Task: Look through the data below and extract, unchanged, the lines from the one that contains "(diff shortened: 1 of 4 files shown)" to the one that contains "On osgStats we", both included.
- - -
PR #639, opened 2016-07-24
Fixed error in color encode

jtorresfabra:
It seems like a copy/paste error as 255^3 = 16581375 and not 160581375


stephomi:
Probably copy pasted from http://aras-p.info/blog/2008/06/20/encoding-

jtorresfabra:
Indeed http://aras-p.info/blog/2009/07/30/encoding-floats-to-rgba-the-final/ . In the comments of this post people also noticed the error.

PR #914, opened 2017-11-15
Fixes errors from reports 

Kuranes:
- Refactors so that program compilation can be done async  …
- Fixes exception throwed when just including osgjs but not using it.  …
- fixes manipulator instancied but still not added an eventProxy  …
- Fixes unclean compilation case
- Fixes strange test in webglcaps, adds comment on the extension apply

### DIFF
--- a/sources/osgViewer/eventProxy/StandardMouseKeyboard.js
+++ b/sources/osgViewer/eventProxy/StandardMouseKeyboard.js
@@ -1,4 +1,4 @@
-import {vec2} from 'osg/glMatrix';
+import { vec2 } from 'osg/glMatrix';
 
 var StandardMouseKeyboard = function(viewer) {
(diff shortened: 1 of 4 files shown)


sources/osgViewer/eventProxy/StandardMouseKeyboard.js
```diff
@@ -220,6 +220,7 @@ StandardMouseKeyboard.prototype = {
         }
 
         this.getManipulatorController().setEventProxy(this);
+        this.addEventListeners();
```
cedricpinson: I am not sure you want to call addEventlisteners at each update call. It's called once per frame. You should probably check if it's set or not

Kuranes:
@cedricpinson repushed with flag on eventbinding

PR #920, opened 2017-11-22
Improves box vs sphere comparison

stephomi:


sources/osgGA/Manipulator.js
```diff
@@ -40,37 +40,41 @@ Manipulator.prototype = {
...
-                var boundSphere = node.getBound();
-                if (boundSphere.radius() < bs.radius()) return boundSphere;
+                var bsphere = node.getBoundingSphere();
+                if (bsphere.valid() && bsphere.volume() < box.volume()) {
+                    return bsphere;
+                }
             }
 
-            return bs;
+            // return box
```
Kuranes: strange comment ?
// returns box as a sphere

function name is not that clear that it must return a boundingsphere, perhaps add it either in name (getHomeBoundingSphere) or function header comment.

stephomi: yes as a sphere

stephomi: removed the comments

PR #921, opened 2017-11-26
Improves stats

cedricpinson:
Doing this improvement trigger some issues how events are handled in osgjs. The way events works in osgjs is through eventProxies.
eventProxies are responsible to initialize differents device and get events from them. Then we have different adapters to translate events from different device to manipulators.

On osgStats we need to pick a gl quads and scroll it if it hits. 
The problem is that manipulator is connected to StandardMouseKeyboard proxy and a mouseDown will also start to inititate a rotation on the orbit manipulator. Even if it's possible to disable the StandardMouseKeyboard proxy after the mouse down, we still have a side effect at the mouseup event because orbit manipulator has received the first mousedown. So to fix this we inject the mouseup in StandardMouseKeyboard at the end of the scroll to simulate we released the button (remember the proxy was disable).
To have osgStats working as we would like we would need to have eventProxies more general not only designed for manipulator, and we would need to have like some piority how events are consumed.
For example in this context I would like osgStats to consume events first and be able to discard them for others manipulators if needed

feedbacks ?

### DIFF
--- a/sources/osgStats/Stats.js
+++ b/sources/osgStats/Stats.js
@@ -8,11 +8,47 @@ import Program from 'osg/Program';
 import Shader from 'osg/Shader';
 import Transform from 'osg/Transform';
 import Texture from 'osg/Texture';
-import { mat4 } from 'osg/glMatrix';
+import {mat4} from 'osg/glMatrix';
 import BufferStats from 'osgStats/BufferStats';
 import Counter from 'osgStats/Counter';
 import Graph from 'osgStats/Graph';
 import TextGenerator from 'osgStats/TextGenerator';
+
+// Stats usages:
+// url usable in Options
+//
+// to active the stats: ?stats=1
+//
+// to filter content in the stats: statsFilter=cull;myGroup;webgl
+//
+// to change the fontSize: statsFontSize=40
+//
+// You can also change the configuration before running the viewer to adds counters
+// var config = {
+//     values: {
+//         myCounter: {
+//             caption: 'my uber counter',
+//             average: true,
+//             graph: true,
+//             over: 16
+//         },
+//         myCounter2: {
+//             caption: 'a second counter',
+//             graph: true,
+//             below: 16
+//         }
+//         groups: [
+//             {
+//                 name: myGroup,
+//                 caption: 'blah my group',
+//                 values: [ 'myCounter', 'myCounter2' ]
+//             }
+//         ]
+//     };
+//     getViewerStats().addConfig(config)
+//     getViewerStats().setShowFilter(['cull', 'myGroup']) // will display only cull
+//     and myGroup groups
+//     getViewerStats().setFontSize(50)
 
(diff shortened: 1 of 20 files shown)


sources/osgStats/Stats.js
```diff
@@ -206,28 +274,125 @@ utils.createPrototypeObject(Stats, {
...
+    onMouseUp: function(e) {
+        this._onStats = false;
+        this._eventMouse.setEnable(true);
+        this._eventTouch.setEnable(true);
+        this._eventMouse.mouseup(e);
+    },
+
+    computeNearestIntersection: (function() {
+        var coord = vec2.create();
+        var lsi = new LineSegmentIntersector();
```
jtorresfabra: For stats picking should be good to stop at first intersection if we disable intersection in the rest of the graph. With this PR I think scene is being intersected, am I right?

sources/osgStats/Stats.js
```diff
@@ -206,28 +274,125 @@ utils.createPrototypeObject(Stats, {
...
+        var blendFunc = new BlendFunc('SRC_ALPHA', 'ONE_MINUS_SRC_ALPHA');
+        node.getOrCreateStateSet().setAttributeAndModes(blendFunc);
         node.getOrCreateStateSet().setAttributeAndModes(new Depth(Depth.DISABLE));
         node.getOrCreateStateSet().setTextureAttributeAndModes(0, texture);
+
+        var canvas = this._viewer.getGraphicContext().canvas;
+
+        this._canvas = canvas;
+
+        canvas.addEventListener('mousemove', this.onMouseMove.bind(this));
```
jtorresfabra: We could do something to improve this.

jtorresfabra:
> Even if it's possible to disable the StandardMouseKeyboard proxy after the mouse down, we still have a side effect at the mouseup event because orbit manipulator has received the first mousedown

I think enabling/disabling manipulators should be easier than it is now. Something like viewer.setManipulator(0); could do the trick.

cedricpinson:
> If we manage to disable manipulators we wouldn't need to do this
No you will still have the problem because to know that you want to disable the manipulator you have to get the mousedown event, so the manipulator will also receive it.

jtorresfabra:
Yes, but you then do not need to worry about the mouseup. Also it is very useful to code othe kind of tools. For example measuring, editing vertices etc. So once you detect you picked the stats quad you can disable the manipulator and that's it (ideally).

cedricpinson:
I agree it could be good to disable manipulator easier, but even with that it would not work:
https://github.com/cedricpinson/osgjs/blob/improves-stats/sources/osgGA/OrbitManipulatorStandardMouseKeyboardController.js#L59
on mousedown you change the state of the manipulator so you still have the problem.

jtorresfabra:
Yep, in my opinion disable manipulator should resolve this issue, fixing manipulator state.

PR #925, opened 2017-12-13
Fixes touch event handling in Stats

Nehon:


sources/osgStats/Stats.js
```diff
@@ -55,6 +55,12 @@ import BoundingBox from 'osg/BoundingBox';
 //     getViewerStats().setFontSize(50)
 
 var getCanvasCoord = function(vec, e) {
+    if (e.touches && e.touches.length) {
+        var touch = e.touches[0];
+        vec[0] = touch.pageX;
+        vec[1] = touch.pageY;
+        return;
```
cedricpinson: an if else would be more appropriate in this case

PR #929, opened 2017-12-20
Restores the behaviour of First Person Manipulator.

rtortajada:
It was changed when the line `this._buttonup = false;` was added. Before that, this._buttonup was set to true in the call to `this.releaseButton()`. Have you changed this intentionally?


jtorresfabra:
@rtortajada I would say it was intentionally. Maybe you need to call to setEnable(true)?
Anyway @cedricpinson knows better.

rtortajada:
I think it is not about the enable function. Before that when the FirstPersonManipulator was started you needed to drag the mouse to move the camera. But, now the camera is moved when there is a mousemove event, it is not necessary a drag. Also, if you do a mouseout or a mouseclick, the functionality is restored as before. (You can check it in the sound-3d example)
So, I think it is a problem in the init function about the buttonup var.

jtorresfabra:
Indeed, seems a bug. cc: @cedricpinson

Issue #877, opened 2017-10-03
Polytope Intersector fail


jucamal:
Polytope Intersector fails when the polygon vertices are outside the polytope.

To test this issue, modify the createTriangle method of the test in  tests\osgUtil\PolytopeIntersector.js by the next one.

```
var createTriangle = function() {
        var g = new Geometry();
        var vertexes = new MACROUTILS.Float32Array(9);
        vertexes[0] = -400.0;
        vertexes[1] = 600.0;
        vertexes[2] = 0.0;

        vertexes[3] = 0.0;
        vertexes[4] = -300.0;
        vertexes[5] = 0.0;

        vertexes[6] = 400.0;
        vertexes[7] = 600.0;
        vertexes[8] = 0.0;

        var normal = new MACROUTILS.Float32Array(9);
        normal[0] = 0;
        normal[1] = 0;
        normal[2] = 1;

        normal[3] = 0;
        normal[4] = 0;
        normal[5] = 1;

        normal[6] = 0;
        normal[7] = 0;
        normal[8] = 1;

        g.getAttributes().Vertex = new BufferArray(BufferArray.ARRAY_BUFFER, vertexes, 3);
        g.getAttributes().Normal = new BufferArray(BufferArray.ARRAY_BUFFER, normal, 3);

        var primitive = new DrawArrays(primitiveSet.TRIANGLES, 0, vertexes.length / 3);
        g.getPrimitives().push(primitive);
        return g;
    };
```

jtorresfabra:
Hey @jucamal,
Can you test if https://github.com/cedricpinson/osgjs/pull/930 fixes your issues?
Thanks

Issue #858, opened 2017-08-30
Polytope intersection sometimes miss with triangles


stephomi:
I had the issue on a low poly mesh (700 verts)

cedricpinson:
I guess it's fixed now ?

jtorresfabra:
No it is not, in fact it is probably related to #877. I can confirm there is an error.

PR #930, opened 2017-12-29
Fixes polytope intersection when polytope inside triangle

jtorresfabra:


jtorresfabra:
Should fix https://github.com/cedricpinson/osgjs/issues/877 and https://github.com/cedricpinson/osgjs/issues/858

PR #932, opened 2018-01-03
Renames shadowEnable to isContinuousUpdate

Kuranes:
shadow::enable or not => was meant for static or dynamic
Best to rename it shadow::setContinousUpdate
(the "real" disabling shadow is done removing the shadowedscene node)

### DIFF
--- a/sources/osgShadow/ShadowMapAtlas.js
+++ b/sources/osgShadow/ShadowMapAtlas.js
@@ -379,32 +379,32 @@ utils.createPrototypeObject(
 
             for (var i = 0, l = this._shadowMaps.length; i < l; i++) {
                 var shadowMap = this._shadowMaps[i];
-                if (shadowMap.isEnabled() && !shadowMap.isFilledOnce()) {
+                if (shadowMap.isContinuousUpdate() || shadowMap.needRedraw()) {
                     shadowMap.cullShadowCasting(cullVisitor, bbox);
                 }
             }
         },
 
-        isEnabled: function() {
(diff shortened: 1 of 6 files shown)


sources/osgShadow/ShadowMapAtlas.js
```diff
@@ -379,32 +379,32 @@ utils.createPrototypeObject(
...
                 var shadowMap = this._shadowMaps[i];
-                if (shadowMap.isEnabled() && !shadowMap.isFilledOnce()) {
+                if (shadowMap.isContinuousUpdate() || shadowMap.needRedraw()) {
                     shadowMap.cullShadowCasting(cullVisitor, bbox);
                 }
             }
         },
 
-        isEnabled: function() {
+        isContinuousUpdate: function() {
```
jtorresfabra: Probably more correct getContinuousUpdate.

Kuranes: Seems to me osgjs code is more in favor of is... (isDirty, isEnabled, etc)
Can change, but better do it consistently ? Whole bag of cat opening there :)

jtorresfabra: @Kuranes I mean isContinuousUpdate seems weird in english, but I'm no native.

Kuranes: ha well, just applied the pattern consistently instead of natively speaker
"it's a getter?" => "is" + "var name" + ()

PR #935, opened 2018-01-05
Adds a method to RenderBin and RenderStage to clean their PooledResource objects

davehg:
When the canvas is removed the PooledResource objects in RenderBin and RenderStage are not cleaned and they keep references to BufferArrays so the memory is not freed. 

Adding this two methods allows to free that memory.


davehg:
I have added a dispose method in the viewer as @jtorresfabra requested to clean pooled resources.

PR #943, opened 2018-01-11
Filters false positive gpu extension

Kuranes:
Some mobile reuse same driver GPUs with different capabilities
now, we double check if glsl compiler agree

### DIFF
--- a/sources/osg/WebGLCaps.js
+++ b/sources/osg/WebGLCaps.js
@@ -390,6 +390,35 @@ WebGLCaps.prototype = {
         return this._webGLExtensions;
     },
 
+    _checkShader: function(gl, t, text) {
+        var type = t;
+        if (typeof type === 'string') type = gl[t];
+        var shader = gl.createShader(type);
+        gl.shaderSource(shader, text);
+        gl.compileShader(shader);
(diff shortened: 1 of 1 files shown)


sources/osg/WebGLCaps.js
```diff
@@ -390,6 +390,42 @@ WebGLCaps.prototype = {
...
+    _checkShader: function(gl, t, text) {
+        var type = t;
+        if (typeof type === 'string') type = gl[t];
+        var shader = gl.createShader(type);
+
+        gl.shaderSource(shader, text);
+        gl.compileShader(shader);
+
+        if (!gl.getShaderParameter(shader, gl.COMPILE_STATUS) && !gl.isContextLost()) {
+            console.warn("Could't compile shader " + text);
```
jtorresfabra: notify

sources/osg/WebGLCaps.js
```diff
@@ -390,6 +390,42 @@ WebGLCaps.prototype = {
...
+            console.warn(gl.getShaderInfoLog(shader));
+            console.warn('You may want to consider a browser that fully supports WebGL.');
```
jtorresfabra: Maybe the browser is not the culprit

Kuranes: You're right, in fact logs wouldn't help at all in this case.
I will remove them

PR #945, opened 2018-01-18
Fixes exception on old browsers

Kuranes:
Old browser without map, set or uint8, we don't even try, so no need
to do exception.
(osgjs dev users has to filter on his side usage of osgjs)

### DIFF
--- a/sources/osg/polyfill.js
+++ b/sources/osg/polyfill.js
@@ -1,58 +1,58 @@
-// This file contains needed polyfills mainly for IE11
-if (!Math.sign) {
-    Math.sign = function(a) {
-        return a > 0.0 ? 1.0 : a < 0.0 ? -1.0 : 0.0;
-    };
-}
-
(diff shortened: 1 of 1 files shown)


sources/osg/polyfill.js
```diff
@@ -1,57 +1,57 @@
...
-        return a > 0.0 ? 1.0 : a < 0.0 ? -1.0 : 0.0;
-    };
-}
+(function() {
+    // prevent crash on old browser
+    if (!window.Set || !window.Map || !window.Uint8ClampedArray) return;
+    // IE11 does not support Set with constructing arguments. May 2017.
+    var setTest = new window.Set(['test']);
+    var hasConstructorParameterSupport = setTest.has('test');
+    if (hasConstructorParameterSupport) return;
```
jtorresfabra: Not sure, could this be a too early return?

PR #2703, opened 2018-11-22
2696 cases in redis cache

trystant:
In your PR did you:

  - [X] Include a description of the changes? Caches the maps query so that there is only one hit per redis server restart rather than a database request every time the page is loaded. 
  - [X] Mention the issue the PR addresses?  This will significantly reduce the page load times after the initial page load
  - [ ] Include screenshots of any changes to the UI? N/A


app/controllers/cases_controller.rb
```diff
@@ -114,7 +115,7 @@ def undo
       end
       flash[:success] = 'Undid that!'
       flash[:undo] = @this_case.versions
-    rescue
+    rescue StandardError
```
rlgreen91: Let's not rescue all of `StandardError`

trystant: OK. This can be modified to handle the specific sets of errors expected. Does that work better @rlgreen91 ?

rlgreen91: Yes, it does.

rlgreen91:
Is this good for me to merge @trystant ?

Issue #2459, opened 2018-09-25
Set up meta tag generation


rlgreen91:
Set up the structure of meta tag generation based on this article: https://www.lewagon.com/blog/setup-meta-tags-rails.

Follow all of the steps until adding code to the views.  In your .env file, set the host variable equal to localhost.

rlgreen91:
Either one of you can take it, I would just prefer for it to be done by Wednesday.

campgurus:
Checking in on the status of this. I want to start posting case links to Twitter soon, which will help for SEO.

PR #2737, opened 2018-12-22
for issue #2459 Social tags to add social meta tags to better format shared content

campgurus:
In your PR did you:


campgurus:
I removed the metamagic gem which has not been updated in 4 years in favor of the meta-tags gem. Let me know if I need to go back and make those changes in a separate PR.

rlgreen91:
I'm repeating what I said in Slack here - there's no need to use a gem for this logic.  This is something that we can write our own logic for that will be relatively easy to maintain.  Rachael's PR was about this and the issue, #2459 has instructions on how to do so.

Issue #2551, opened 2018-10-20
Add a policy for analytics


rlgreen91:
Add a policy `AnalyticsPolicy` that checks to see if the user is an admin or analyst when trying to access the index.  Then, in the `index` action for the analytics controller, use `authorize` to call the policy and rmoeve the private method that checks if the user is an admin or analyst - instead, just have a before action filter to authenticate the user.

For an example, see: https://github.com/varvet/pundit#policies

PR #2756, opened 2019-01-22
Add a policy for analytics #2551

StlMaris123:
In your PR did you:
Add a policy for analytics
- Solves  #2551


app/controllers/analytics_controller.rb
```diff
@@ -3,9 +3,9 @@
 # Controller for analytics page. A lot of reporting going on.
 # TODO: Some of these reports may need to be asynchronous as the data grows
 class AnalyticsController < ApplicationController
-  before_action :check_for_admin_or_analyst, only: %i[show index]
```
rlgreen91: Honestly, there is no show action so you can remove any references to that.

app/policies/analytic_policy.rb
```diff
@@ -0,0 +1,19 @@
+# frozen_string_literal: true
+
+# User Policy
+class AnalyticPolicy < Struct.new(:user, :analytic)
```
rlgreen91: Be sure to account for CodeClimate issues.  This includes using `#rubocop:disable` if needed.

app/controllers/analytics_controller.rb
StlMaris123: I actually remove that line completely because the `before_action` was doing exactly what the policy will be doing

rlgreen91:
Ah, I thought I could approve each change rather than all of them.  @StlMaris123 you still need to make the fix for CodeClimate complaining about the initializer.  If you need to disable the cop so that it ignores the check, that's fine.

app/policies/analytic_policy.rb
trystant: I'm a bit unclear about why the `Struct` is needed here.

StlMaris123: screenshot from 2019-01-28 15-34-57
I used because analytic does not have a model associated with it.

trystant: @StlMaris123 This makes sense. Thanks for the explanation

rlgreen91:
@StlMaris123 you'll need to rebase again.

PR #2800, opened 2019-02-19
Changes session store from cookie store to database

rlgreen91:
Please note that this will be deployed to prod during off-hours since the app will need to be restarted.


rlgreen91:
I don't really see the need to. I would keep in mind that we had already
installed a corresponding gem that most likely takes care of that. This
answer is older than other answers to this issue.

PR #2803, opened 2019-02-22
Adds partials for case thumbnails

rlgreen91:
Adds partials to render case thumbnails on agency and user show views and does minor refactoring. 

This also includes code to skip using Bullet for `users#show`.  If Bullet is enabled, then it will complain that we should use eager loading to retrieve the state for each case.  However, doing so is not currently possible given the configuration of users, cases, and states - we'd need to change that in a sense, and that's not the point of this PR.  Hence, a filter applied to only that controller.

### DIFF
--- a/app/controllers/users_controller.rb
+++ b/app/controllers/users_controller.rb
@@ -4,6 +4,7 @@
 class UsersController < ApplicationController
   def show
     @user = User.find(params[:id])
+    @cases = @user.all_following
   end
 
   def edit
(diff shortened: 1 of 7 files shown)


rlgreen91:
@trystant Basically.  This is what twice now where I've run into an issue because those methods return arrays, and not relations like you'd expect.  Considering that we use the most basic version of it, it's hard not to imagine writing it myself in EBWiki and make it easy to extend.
- - -
Solution to the problem:
(diff shortened: 1 of 4 files shown)


sources/osgViewer/eventProxy/StandardMouseKeyboard.js
```diff
@@ -220,6 +220,7 @@ StandardMouseKeyboard.prototype = {
         }
 
         this.getManipulatorController().setEventProxy(this);
+        this.addEventListeners();
```
cedricpinson: I am not sure you want to call addEventlisteners at each update call. It's called once per frame. You should probably check if it's set or not

Kuranes:
@cedricpinson repushed with flag on eventbinding

PR #920, opened 2017-11-22
Improves box vs sphere comparison

stephomi:


sources/osgGA/Manipulator.js
```diff
@@ -40,37 +40,41 @@ Manipulator.prototype = {
...
-                var boundSphere = node.getBound();
-                if (boundSphere.radius() < bs.radius()) return boundSphere;
+                var bsphere = node.getBoundingSphere();
+                if (bsphere.valid() && bsphere.volume() < box.volume()) {
+                    return bsphere;
+                }
             }
 
-            return bs;
+            // return box
```
Kuranes: strange comment ?
// returns box as a sphere

function name is not that clear that it must return a boundingsphere, perhaps add it either in name (getHomeBoundingSphere) or function header comment.

stephomi: yes as a sphere

stephomi: removed the comments

PR #921, opened 2017-11-26
Improves stats

cedricpinson:
Doing this improvement trigger some issues how events are handled in osgjs. The way events works in osgjs is through eventProxies.
eventProxies are responsible to initialize differents device and get events from them. Then we have different adapters to translate events from different device to manipulators.

On osgStats we need to pick a gl quads and scroll it if it hits. 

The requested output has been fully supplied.